Some of this may delight members of the Next Generation Mobile Networks Alliance (NGMN), a club of Tier 1 telcos with headquarters in Germany. In a white paper published in late 2023, it insisted the new standard "must not inherently trigger a hardware refresh of 5G RAN [radio access network] infrastructure." Ideally, said the NGMN, 6G will be realizable through "software-based feature upgrades of existing network elements."
It has now followed up with a new white paper about "network architecture evolution" toward 6G. The timing is of interest. Four weeks from now, after MWC attendees have recovered from the excesses of Barcelona, some 800 people will travel to Incheon in South Korea for a critical workshop overseen by the 3GPP, the umbrella group for regional standards bodies in mobile. Its job is to sketch out a vision and priorities for 6G.
There's a RAT in the kitchen
The most interesting part of the new NGMN white paper concerns the RAN, simply because it consumes the biggest chunk of any telco's capital expenditure.
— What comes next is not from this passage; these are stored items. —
PR #305, opened 2019-05-14
Stop using native file handle during file open

SergeyTeplyakov:
[AB#1530241](https://dev.azure.com/mseng/708e929f-6bd5-415a-8daf-25b1dac08dd8/_workitems/edit/1530241)

### DIFF
--- a/Public/Src/Cache/ContentStore/Library/FileSystem/PassThroughFileSystem.cs
+++ b/Public/Src/Cache/ContentStore/Library/FileSystem/PassThroughFileSystem.cs
@@ -452,8 +452,10 @@ namespace BuildXL.Cache.ContentStore.FileSystem
             {
                 return TryOpenFileUnix(path, accessMode, mode, share, options, bufferSize);
             }
-
-            return TryOpenFileWin(path, accessMode, mode, share, options, bufferSize);
+            else
+            {
+                return TryOpenFileWin(path, accessMode, mode, share, options, bufferSize);
+            }
         }
 
         private Stream TryOpenFileUnix(AbsolutePath path, FileAccess accessMode, FileMode mode, FileShare share, FileOptions options, int bufferSize)
@@ -470,7 +472,16 @@ namespace BuildXL.Cache.ContentStore.FileSystem
 
             return new FileStream(path.Path, mode, accessMode, share, bufferSize, options);
         }
-        
+
+        /// <summary>
+        /// Tries opening a file with a given <paramref name="path"/>.
+        /// </summary>
+        /// <return>
+        /// Method returns null if file or directory is not found.
+        /// </return>
+        /// <remarks>
+        /// The method throws similar exception that <see cref="FileStream"/> constructor.
+        /// </remarks>
         private Stream TryOpenFileWin(AbsolutePath path, FileAccess accessMode, FileMode mode, FileShare share, FileOptions options, int bufferSize)
         {
             options = GetOptions(path, options);
--- a/Public/Src/Cache/ContentStore/Library/FileSystem/PassThroughFileSystem.cs
+++ b/Public/Src/Cache/ContentStore/Library/FileSystem/PassThroughFileSystem.cs
@@ -20,6 +20,7 @@ using BuildXL.Utilities;
 using Microsoft.Win32.SafeHandles;
 using AbsolutePath = BuildXL.Cache.ContentStore.Interfaces.FileSystem.AbsolutePath;
 using FileInfo = BuildXL.Cache.ContentStore.Interfaces.FileSystem.FileInfo;
+using static BuildXL.Cache.ContentStore.FileSystem.NativeMethods;
 
 namespace BuildXL.Cache.ContentStore.FileSystem
 {
@@ -350,7 +351,7 @@ namespace BuildXL.Cache.ContentStore.FileSystem
 
             using (await ConcurrentAccess.WaitToken())
             {
-                return OpenInternal(path, fileAccess, fileMode, share, options, bufferSize);
+                return TryOpenFile(path, fileAccess, fileMode, share, options, bufferSize);
             }
         }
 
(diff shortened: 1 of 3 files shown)


Public/Src/Cache/ContentStore/Library/FileSystem/PassThroughFileSystem.cs
```diff
@@ -445,89 +446,86 @@ private async Task CopyFileInsideSemaphoreAsync(AbsolutePath sourcePath, Absolut
...
 
-                void openHandle()
-                {
-                    handle = NativeMethods.CreateFile(path.Path, access, share, IntPtr.Zero, mode, options, IntPtr.Zero);
-                }
+            var (result, exception) = tryOpenFile();
 
-                openHandle();
+            if (exception != null && mode == FileMode.Create &&
+                (exception.NativeErrorCode() == ERROR_ACCESS_DENIED || exception.NativeErrorCode() == ERROR_SHARING_VIOLATION))
```
dannyvv: >exception.NativeErrorCode() [](start = 17, length = 27)

Is this computation cached? should we create a local to avoid double computation?

Public/Src/Cache/ContentStore/Library/FileSystem/PassThroughFileSystem.cs
```diff
@@ -445,89 +446,86 @@ private async Task CopyFileInsideSemaphoreAsync(AbsolutePath sourcePath, Absolut
...
+                                mode,
+                                accessMode),
+                            exception.NativeErrorCode());
                 }
+            }
 
-                var needToDisposeHandle = true;
+            return result;
+
+            (FileStream fileStream, Exception Exception) tryOpenFile()
```
dannyvv: >(FileStr [](start = 12, length = 8)

Would Either<T,U> make more sense?

Public/Src/Cache/ContentStore/Library/FileSystem/PassThroughFileSystem.cs
SergeyTeplyakov: this is a property getter and the bitmask and it is called for error case only. I was thinking of using a field here, but I think an additional local makes code harder to read.

Public/Src/Cache/ContentStore/Library/FileSystem/PassThroughFileSystem.cs
SergeyTeplyakov: yep, but without proper union types this is effectively the same thing.

Public/Src/Cache/ContentStore/Library/FileSystem/PassThroughFileSystem.cs
```diff
@@ -445,89 +446,86 @@ private async Task CopyFileInsideSemaphoreAsync(AbsolutePath sourcePath, Absolut
...
+            if (OperatingSystemHelper.IsUnixOS)
+            {
+                return TryOpenFileUnix(path, accessMode, mode, share, options, bufferSize);
+            }
 
-                    if (mode == FileMode.Open && !FileExists(path))
-                    {
-                        return null;
-                    }
+            return TryOpenFileWin(path, accessMode, mode, share, options, bufferSize);
```
dcwuser: Very minor: I'm not opposed to early returns, but for two equal options of equal complexity, I think having an else block is more natural.

Public/Src/Cache/ContentStore/Library/FileSystem/PassThroughFileSystem.cs
dcwuser: >tryOpenFile [](start = 57, length = 11)

Just make a full private method.

Public/Src/Cache/ContentStore/Library/FileSystem/PassThroughFileSystem.cs
```diff
@@ -445,89 +446,86 @@ private async Task CopyFileInsideSemaphoreAsync(AbsolutePath sourcePath, Absolut
...
+            if (mode == FileMode.Open && !FileExists(path))
+            {
+                return null;
+            }
 
-                SafeFileHandle handle;
+            return new FileStream(path.Path, mode, accessMode, share, bufferSize, options);
+        }
+        
+        private Stream TryOpenFileWin(AbsolutePath path, FileAccess accessMode, FileMode mode, FileShare share, FileOptions options, int bufferSize)
```
dcwuser: Add more comments describing what method is accomplishing and how, which errors are handled (and which not) etc.

dcwuser:
>         public async Task<Stream> OpenAsync(AbsolutePath path, FileAccess fileAccess, FileMode fileMode, FileShare share, FileOptions options, int bufferSize)

Can we add comments detailing contract while they are still fresh in your head? I.e. precisely what is returned in what circumstances, including exception cases.

---
Refers to: Public/Src/Cache/ContentStore/Library/FileSystem/PassThroughFileSystem.cs:343 in e4f18fe. [](commit_id = e4f18fe777d0efc057fd040b01c875794faf6f76, deletion_comment = False)

Public/Src/Cache/ContentStore/Library/FileSystem/PassThroughFileSystem.cs
kewilli: Shouldn't this be implemented at the BuildXL.Native.IO.FileUtilities level so we can share any changes across all of BXL?

SergeyTeplyakov: This API is very weird and returns null in some cases. The behavior is very unusual and I doubt that it should be the same in Bxl.

So in general I agree that this class should be unified with bxl but I'm not sure that this is feasible right now.

---
In reply to: [285679929](https://github.com/microsoft/BuildXL/pull/305#discussion_r285679929) [](ancestors = 285679929)

SergeyTeplyakov:
>         public async Task<Stream> OpenAsync(AbsolutePath path, FileAccess fileAccess, FileMode fileMode, FileShare share, FileOptions options, int bufferSize)

I think this is pretty much already described in the interface declaration, but I've enhanced the comment a bit there.

---
In reply to: [492758896](https://github.com/microsoft/BuildXL/pull/305#issuecomment-492758896) [](ancestors = 492758896)

---
Refers to: Public/Src/Cache/ContentStore/Library/FileSystem/PassThroughFileSystem.cs:343 in e4f18fe. [](commit_id = e4f18fe777d0efc057fd040b01c875794faf6f76, deletion_comment = False)

PR #306, opened 2019-05-15
Don't use '-parallel all' when running XUnit tests

almiliMSFT:
Using `-parallel all` only causes races and flakiness in some of our tests.  Even the XUnit team seems to be discouraging people from using this.


almiliMSFT:
Using -parallel all only causes races and flakiness in some of our tests.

When they deployed 5G, operators were at least making use of the same orthogonal frequency division multiplexing (OFDM) technology at the heart of 4G. But 6G holds out the possibility of adopting a completely new air interface, or what the NGMN refers to as a radio access technology (RAT, not to be mistaken with the furry form that chews through wires). And a new 6G RAT would lead to more network "complexity," a word chief technology officers loathe, because it would inevitably leave telcos with multiple RATs to manage, according to the NGMN.
Why bother? The obvious answer is that a new RAT would result in "improved efficiency and lower cost," writes the NGMN. Yet some telco executives, including Andrea Dona, the chief network officer of Vodafone UK, have previously downplayed the attractions of what they have seen. Nevertheless, Cohere Technologies, a startup much admired by Vodafone for its universal spectrum multiplier technology, has for a long time been touting orthogonal time frequency space (OTFS) as a possible OFDM successor and 6G candidate.
That's significant because the people now running Cohere are the same ones who sold Flarion, a pioneer in OFDM, to Qualcomm in 2006 for about $805 million. When LexisNexis recently published a new ranking of 5G patent owners based on the essential value of those patents, Qualcomm was out in front.
A technology that excites Earl Lum, the president of EJL Wireless Research, comes from an Austin-based startup called SpectralDSP. Its proprietary variant of "single carrier" OFDM (SC-OFDM) would easily meet 6G criteria, boosting wireless download speeds by 75% and upload speeds by 90%, said Lum on LinkedIn. SpectralDSP's tech, importantly, would require no hardware changes, according to Lum.